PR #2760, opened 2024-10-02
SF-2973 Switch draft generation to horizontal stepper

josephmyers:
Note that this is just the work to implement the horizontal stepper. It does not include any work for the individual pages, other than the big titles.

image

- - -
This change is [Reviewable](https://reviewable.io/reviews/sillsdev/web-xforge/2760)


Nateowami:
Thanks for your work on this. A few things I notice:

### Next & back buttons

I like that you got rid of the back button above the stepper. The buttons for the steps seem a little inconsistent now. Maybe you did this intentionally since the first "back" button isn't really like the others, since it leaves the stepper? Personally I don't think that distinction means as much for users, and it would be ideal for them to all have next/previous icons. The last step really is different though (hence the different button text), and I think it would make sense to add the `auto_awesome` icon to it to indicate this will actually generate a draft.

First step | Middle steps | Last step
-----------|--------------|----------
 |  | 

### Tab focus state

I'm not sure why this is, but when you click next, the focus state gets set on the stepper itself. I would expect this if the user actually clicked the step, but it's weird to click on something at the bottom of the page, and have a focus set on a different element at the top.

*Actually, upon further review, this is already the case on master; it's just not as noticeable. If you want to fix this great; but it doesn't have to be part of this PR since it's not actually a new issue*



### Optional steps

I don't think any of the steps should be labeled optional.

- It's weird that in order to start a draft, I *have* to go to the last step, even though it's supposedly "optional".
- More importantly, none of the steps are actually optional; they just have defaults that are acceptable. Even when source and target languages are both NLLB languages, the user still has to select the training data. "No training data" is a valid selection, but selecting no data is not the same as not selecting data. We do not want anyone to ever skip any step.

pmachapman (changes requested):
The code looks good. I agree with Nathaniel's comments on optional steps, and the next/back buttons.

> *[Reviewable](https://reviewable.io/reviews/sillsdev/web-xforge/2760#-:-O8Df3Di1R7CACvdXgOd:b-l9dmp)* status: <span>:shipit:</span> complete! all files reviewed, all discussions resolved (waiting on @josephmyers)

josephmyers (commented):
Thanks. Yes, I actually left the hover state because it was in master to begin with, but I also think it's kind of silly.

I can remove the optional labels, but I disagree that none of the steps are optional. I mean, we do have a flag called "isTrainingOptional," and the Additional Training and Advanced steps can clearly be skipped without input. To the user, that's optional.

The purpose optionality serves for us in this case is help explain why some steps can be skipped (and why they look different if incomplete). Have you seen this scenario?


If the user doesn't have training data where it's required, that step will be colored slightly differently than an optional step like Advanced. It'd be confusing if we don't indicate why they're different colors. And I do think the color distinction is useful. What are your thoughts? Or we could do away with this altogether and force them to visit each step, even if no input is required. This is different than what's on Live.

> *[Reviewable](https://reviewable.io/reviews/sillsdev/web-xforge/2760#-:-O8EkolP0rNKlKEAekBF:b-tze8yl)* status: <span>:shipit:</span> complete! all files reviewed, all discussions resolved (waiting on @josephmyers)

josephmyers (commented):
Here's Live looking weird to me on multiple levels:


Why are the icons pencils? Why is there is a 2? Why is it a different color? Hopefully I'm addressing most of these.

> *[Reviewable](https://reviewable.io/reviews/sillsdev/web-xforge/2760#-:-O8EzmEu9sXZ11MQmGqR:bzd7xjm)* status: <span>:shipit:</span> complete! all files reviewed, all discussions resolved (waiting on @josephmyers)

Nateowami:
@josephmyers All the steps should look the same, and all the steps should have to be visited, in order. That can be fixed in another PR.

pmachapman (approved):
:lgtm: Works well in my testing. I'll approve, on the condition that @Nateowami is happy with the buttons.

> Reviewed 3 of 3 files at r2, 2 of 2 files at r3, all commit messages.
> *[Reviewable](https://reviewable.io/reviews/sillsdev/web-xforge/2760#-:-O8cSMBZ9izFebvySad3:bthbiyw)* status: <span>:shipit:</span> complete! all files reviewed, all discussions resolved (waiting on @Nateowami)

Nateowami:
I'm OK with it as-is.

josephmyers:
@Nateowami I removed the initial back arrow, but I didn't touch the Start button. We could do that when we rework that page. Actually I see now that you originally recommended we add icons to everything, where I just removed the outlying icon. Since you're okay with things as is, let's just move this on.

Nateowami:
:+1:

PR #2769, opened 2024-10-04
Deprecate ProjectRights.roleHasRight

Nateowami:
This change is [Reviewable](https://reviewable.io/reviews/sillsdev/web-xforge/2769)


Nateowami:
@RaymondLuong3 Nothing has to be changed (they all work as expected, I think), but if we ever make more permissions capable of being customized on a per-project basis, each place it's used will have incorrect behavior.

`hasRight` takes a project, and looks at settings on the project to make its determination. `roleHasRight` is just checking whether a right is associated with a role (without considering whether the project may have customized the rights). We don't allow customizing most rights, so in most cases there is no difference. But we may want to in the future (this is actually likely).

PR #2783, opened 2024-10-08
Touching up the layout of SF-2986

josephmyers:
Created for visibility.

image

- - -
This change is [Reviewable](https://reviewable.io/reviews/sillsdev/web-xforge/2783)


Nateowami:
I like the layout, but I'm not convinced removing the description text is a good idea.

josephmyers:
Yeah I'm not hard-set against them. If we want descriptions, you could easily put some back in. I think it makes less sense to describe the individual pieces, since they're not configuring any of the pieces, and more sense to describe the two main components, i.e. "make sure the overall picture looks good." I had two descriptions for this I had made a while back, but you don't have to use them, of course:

* * *

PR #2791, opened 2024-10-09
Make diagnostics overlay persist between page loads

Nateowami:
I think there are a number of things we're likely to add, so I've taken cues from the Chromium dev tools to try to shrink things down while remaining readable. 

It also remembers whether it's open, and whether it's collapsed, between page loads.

==

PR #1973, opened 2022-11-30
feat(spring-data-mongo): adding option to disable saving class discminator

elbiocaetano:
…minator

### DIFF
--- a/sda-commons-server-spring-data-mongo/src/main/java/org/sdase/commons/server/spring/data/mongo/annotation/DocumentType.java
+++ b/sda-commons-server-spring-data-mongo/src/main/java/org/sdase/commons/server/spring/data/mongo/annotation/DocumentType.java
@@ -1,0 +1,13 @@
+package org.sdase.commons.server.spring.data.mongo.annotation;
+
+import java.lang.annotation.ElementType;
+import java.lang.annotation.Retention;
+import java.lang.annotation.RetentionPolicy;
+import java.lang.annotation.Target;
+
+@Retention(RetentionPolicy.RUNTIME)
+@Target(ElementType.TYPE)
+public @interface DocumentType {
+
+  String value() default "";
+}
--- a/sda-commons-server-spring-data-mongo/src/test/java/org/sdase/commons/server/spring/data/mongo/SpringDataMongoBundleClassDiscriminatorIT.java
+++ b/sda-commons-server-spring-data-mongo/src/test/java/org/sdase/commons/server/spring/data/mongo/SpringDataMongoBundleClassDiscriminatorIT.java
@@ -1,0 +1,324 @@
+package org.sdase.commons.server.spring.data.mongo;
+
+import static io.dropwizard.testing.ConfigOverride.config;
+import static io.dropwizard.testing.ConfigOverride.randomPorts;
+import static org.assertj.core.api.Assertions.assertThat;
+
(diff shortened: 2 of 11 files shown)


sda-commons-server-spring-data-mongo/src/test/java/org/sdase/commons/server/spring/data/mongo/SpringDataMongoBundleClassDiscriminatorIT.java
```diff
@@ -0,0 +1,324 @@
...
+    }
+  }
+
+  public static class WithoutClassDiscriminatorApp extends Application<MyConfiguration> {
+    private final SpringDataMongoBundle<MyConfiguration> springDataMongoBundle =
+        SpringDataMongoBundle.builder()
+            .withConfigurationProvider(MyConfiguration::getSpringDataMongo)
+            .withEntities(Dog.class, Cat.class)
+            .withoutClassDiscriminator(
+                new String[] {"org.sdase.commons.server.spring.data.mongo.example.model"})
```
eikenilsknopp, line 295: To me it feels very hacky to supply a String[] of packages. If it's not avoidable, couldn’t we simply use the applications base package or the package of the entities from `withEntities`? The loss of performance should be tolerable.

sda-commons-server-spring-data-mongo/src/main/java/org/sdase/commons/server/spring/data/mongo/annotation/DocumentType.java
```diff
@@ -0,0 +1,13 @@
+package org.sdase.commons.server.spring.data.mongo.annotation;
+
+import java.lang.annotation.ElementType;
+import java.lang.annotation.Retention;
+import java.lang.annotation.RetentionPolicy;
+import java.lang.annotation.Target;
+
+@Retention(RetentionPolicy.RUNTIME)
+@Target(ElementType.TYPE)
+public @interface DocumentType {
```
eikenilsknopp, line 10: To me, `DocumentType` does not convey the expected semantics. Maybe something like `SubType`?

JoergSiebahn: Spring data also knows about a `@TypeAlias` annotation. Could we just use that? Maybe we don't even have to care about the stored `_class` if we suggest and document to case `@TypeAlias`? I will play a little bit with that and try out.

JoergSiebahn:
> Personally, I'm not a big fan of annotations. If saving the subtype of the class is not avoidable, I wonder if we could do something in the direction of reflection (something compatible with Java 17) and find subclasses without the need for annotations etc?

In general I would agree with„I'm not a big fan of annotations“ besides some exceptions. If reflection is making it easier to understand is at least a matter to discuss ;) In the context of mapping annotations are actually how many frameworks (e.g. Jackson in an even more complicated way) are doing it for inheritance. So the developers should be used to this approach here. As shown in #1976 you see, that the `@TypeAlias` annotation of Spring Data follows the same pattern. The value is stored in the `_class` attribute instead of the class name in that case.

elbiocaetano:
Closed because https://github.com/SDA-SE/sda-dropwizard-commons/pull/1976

Work to be completed — Only one number is expected: the count of lines in the entries holding the string "ConfigOverride".

Answer — 2